2024年12月22日(日)

中島厚志が読み解く「激動の経済」

2015年2月25日

 今年の日本経済は、消費税再引き上げのブレーキが先送りされる一方、円安、原油安、追加的財政金融政策といったアクセルが吹かされ、大きく回復するものと見込まれる。

 しかし、景気の好転で日本経済の課題が解消されることにはならない。緩やかなインフレ、企業収益と所得・消費の増加で特徴づけられる好循環経済の実現はまだ途上であるし、短期的な景気循環にも課題が残されている。

 それは、為替変動が大きく、輸出が安定しないことなどに起因する日本経済の殊の外大きなアップダウンである。

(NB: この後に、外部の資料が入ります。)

PR #45, opened 2020-03-11
fix nil pointer when applying machine class chart

mvladev:

fix nil pointer when applying machine class chart

Related https://github.com/gardener/gardener/pull/2037

**Release note**:

```improvement developer
Fix nil pointer when applying machine class chart
```


ialidzhikov:
Nice catch, tahnk you! I hit just the same with the aws provider.
There is a test failure. Could you please check it? https://concourse.ci.gardener.cloud/builds/197551

mvladev:
fixed the broken test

 日本経済を安定成長軌道に乗せるには、長期的には日本経済の体質を改善する構造改革が不可欠である。しかし、併せて大きな為替変動などを抑制して企業・家計が安定した投資・消費の伸びを実現できる経済環境づくりも欠かせない。

大きく回復する2015年の日本経済

 2015年の世界経済には、ドル高、原油安の大きな追い風が吹いている。堅調な景気拡大が続いて世界経済の中で一人勝ちしているアメリカ経済では、利上げ時期が近づいていることもあって、ドル高基調が鮮明になっている。

 原油安でも、アメリカのシェール革命の影響が大きい。中東などでの地政学的リスクの高止まりはあるものの、過去5年間の原油増産量がサウジアラビアの生産量の54%にも達したアメリカのシェール革命は、原油安の大きな要因となっている。現在の原油価格は、生産コストが割高なシェールオイルの増産を抑える水準にまで下落しているが、逆に豊富なシェールオイルの存在が原油高を抑えることにもなり、今後とも相対的な原油安が続くこととなろう。

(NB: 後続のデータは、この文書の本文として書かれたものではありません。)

PR #52, opened 2020-03-21
Use the Metadata server to get the hostname of a VM

vpnachev:
Use the Metadata server to get the hostname of a VM.
This is necessary because different distributions are using different means to set the hostname on the node.

Fixes #

**Release note**:

```improvement operator
The hostname is now retrieved from the metadata server.
```

### DIFF
--- a/pkg/webhook/controlplane/ensurer.go
+++ b/pkg/webhook/controlplane/ensurer.go
@@ -215,7 +215,7 @@ func (e *ensurer) EnsureKubeletServiceUnitOptions(ctx context.Context, ectx gene
 	opts = extensionswebhook.EnsureUnitOption(opts, &unit.UnitOption{
 		Section: "Service",
 		Name:    "ExecStartPre",
-		Value:   `/bin/sh -c 'hostnamectl set-hostname $(cat /etc/hostname | cut -d '.' -f 1)'`,
+		Value:   `/bin/sh -c 'hostnamectl set-hostname $(wget -q -O- --header "Metadata-Flavor: Google" http://metadata.google.internal/computeMetadata/v1/instance/hostname | cut -d '.' -f 1)'`,
 	})
 	return opts, nil
 }
--- a/pkg/webhook/controlplane/ensurer_test.go
+++ b/pkg/webhook/controlplane/ensurer_test.go
@@ -373,7 +373,7 @@ var _ = Describe("Ensurer", func() {
 					{
 						Section: "Service",
 						Name:    "ExecStartPre",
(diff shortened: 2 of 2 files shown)


rfranzke:
Thanks @vpnachev - have you verified that this works well for all operating systems without breaking any existing behaviour?

vpnachev:
Yes, it is working with all of the currently supported distributions.

vpnachev:
@zanetworker we were discussing this in private last week, could you provide your opinion as well?

zanetworker:
As discussed, my only concern is having network policies on the cluster that could prevent correct kubelet booting, the chances of this happening though is very small, so I guess it should be okay.

rfranzke:
That's a good point @zanetworker. However, network policies installed via the Kubernetes API do not apply for the kubelet, right? I guess the kubelet needs the metadata service during runtime already for other things. Additional custom-created iptable rules that would also affect kubelet's traffic on the VM is danerous anyways and won't probably work for the mentioned reason. Is this assumption correct?

zanetworker:
Correct. Since network-policy implementation can vary (in how IPtables are installed) from CNI to CNI, I was skeptical about the side effects, ideally, policies are valid for services and pods but for example if we have a pod that is in `hostNetwork` and a policy to block all HTTP traffic from that pod then that could cause a problem. However, I have to say that I have not tried this, neither have I seen this issue happening before.

vpnachev:
According to the CCM [concept](https://kubernetes.io/docs/concepts/architecture/cloud-controller/) the kubelet should not talk to the metadata server any more, but checking the established connections from a v1.15.11 Node

```bash
$ netstat -ntp | grep '169.254.169.254.*ESTABLI'
tcp        0      0 10.242.0.72:62720       169.254.169.254:80      ESTABLISHED 4746/kubelet
tcp        0      0 10.242.0.72:44510       169.254.169.254:80      ESTABLISHED 1498/python
tcp        0      0 10.242.0.72:44512       169.254.169.254:80      ESTABLISHED 1500/python
tcp        0      0 10.242.0.72:43940       169.254.169.254:80      ESTABLISHED 1499/python
``` 

So, if there is no objections by tomorrow evening I will proceed and merge this PR.

zanetworker:
Speaking of, thats exactly what I mean in this issue (https://github.com/gardener/gardener/issues/1953)  with OS processes. 
image

vpnachev:
Yes, the three python process are actually the `google_*` daemons.

rfranzke:
> According to the CCM concept the kubelet should not talk to the metadata server any more

I think this will only be true once we have migrated to CSI (in-progress, see #2).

 ドル高と原油安は日本経済の大きな支えとなる。円安と世界経済の回復は日本の輸出を下支えし、2015年を通じた円安効果による輸出数量の増加は、緩やかながらも3%程度が見込まれる。

 また、11年4-6月期以降、電力料金やガソリン代などエネルギー価格の上昇が個人消費を平均で0.8%ほど押し下げてきたが、原油安で下押しがなくなれば、それだけでGDPを年率0.5%ほど押し上げる計算となる(図表1)。